I am familiar with the traditional definition of the position and of the momentum operator in several dimensions. I do not like it, as it uses from the very beginning a concrete Cartesian basis. What I am looking for is a definition in the following form:
Let $V$ be a real vector space. Let $\mu$ be a measure on $V$. Let $L^2(V,{\mathbb C})$ be the Hilbert space of square integrable $L^2$ functions with respect to the measure $\mu$. Denote the Hilbert space scalar product by $\langle \phi | \psi \rangle = \int_V \bar{\phi} \cdot \psi d \mu$. Then the position operator $Q$ is the function $Q\colon L^2 (V, {\mathbb C}) \to L^2 (V, {\mathbb C})$ defined by ... and the momentum operator ...
Question: How can I fill in the dots in above definition? I am interested in an abstract construction from the very beginning.
This means: Using ${\mathbb R}^3$ or a specific basis in $V$ and then abstracting away from the specifics by using morphisms is considered cheating in the context of this question. Using some fundamentally covariant structure on $V$ is fine. Using categorial constructions which later allow for natural isomorphisms between them in the sense of category theory is fine.
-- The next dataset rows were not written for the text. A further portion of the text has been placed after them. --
PR #1396, opened 2018-03-21
Parallelize the rebuilding of the chunks

AymericDu:


oio/blob/rebuilder.py
```diff
@@ -20,48 +20,29 @@
...
-            conf.get('allow_same_rawx'))
-        self.input_file = input_file
         self.rdir_client = RdirClient(conf, logger=self.logger)
-        self.content_factory = ContentFactory(conf)
+        self.input_file = input_file
         self.try_chunk_delete = try_chunk_delete
         self.beanstalkd_addr = beanstalkd_addr
         self.beanstalkd_tube = conf.get('beanstalkd_tube', 'rebuild')
         self.beanstalk = None
+        self.num_coroutines = int_value(conf.get('num_coroutines'), 1)
```
jkasarherou: A better name could be `workers`, `parallelism`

Using a different Hilbert space is fine.
Goal: I want to understand multidimensionality in QM along the same lines as I understand it in SRT and GRT. I do not want to start with some concrete coordinates, then add Lorentz-transformation or general coordinate transformations - I want to start from the abstract clean mathematical concept of a Minkowski space with a (3,1) index quadratic form or from an abstract differentiable manifold, where the Lorentz-invariance or the general covariance is already encoded into the mathematical object as such.